Adaptive Multi-Fidelity Composite Deep Neural Networks

Data-driven deep learning modeling has been applied in different disciplines such as mechanics and materials. The computational accuracy of deep learning modeling requires a large amount of high-fidelity data. In many real-world applications, only a small number of expensive high-fidelity data are available while the cheap low-fidelity data are sufficient, which leads to poor accuracy as the number of high-fidelity data is not sufficient. Recently developed multi-fidelity deep neural networks achieve high accuracy when the number of high-fidelity data is small by fusing multi-fidelity data. However, the accuracy of existing multi-fidelity deep neural networks depends on the regularization of the hyperparameters. When the regularization is too strong, the model has difficulty in fitting nonlinear correlations; while the regularization is too small, overfitting occurs for cases with linear correlation between multi-fidelity data.

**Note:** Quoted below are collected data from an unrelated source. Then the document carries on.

PR #123, opened 2022-04-26
Fix reading velocities from a file in r.terabin

danielhollas:


danielhollas:
Ugh, sorry, wrong branch, will open another...

PR #125, opened 2022-04-28
SH: Remove NSTMAX

danielhollas:
Allocate all SH arrays dynamically based on the number of states.


src/landau_zener.F90
```diff
@@ -13,30 +13,30 @@ module mod_lz
...
    integer :: nstate_lz, nsinglet_lz = 0, ntriplet_lz = 0
 
    ! Module variables
    integer :: istate_lz
-   real(DP), allocatable :: en_array_lz(:, :), en_array_lz_backup(:, :)
-   real(DP), allocatable :: fx_old(:, :), fy_old(:, :), fz_old(:, :)
-   real(DP), allocatable :: px_temp(:, :), py_temp(:, :), pz_temp(:, :)
-   real(DP), allocatable :: x_prev(:, :), y_prev(:, :), z_prev(:, :), &
-                            vx_prev(:, :), vy_prev(:, :), vz_prev(:, :)
+   ! TODO: Is this array needed? Are we not computing gradients for only one state?
```
danielhollas, line 33: @suchanj I am wondering, in LZ do you  ever compute gradients for more than one state?

src/modules.F90
```diff
@@ -3,17 +3,6 @@
 ! We are using modules to initialize some variables and
 ! for passing global variables to different subroutines.
 
-! mod_array_size contains various array limits.
-! Modify here if you need larger arrays.
-! Most of the other arrays are allocated dynamically.
-module mod_array_size
```
danielhollas, line 9: :tada:

src/landau_zener.F90
suchanj: No, not right now, however we might if J. Janoš implements his PES by gradient integration method.

src/surfacehop.F90
```diff
@@ -31,16 +30,20 @@ module mod_sh
    public :: nacx, nacy, nacz
 
    ! Initial electronic state
-   integer :: istate_init = 1
+   integer :: istate_init = -1
```
danielhollas, line 33: I have changed the default to invalid number so that users don't forget to set initial state.

src/landau_zener.F90
danielhollas: Okay, great, I'll remove this comment then.

suchanj (approved):

src/landau_zener.F90
```diff
@@ -77,6 +77,8 @@ subroutine lz_init()
       !Initial state
       istate_lz = initstate_lz
 
+      allocate (tocalc_lz(nstate_lz))
```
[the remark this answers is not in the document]
danielhollas: Thanks good catch.  While we're here, could you check in lz_finalize that at least one of the arrays is indeed allocated? Otherwise if lz_fibalize is called before lz_init we'd get runtime error.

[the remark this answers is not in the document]
suchanj: Yep, good idea, done.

Generally, high-fidelity data for validation in multi-fidelity modeling are not available since the number of high-fidelity data is quite small. The optimal regularization is difficult to obtain. To this end, we proposed an improved multi-fidelity model, referred to as adaptive multi-fidelity compo-site neural networks, by modifying the loss function of existing multi-fidelity neural networks. This model can adaptively approximate the linear or nonlinear correlation between multi-fidelity data with less dependence on the regularization coefficients, which improves the robustness of modeling. The proposed model shows good accuracy and robustness in several benchmark examples as well as a demo application of the aerodynamics.